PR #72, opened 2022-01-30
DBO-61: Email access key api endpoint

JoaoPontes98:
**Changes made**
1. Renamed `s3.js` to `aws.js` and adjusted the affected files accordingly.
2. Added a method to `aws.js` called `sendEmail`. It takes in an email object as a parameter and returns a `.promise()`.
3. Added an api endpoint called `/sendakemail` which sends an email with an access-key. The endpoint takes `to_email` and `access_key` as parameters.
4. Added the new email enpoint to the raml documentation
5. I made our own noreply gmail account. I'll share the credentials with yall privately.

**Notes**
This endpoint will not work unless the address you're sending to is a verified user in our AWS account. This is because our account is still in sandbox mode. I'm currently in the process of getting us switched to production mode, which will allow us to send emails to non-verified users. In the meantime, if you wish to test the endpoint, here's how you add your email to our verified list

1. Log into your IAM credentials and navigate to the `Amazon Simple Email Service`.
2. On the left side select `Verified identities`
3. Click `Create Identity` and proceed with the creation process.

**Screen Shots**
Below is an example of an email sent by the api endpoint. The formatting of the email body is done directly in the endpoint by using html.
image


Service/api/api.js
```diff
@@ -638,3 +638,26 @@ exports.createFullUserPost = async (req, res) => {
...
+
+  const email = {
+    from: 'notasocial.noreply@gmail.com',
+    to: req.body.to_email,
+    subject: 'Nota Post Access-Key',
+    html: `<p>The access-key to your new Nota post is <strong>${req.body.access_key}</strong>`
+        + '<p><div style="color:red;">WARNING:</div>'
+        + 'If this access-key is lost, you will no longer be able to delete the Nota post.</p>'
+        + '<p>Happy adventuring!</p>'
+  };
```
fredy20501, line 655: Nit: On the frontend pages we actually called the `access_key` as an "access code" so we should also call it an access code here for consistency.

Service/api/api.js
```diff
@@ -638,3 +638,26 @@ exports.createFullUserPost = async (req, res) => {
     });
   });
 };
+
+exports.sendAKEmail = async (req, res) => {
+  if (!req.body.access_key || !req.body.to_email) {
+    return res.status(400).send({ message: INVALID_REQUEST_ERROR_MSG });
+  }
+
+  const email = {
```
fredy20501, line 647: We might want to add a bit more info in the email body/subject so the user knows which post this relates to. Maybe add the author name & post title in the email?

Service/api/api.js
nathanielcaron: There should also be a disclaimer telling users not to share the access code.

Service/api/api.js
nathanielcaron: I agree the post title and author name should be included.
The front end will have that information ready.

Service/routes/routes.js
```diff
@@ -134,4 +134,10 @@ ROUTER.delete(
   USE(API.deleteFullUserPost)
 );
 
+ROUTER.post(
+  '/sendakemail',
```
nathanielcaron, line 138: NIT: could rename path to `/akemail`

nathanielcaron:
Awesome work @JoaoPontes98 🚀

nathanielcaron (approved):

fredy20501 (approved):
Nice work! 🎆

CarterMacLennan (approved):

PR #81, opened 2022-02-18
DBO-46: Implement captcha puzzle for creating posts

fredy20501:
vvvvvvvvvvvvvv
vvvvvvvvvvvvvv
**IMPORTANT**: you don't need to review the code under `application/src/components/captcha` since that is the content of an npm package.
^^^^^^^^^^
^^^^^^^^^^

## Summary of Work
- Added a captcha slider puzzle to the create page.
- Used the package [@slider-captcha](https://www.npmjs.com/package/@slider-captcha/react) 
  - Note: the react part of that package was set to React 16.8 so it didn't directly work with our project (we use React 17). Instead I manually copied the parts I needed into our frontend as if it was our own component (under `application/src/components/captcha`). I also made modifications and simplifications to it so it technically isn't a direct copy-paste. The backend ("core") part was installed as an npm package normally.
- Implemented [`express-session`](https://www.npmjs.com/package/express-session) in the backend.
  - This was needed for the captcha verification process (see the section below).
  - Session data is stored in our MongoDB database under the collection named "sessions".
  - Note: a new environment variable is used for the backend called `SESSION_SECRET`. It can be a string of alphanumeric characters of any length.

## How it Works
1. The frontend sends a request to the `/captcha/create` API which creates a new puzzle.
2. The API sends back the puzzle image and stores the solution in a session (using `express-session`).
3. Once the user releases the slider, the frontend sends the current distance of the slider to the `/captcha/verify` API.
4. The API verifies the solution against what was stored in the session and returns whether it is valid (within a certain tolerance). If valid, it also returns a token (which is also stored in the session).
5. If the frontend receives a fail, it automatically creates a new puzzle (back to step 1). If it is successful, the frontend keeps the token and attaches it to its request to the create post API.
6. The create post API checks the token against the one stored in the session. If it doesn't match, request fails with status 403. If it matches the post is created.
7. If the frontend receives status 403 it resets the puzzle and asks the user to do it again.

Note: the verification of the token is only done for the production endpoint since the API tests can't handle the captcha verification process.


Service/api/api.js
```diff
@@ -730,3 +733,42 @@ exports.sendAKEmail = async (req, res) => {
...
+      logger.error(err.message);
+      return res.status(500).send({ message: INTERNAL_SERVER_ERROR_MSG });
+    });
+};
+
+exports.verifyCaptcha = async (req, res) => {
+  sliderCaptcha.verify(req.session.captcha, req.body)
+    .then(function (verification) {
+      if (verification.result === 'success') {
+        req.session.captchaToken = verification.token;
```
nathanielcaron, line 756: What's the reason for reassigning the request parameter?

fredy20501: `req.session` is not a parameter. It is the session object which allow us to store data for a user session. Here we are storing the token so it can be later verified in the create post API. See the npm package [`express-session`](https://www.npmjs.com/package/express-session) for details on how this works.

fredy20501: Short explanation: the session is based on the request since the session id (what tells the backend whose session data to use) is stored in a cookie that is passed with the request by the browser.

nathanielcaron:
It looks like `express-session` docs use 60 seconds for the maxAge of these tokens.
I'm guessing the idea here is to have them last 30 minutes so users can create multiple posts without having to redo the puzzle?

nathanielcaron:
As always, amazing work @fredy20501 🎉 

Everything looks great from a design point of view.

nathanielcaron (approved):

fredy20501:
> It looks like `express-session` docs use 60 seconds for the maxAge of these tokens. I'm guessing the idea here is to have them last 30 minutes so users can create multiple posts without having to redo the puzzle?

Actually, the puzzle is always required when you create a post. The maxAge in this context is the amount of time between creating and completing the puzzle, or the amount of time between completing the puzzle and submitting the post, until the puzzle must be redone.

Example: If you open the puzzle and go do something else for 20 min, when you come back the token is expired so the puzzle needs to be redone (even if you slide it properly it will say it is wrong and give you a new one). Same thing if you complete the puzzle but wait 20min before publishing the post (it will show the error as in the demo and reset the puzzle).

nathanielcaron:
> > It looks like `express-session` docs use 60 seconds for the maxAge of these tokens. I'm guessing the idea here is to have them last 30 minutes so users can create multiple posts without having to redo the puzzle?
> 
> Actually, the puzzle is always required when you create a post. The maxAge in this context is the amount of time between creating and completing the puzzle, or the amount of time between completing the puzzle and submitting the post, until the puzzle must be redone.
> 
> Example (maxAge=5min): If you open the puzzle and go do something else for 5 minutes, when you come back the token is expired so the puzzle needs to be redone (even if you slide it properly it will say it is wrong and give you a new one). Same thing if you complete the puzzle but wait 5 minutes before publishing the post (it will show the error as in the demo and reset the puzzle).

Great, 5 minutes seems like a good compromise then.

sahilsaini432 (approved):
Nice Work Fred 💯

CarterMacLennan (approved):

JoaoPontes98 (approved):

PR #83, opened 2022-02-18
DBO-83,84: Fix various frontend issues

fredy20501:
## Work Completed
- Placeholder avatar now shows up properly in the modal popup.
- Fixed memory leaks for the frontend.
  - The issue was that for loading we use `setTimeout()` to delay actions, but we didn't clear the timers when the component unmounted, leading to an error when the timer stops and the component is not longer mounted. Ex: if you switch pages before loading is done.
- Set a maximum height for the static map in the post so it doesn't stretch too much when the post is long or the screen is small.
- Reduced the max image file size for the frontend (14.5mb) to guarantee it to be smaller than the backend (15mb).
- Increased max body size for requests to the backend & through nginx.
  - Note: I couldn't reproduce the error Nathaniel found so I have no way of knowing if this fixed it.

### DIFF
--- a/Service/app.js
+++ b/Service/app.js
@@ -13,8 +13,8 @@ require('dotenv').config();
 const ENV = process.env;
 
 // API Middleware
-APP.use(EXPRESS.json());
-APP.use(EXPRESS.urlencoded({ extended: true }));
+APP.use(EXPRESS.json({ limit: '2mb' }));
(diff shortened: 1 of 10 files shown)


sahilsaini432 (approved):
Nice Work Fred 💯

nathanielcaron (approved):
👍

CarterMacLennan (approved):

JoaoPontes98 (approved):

#### What you are asked to do:
Search the records for the string "using" and return every line in which it occurs.

#### Answer to the exercise:
Below is an example of an email sent by the api endpoint. The formatting of the email body is done directly in the endpoint by using html.
2. The API sends back the puzzle image and stores the solution in a session (using `express-session`).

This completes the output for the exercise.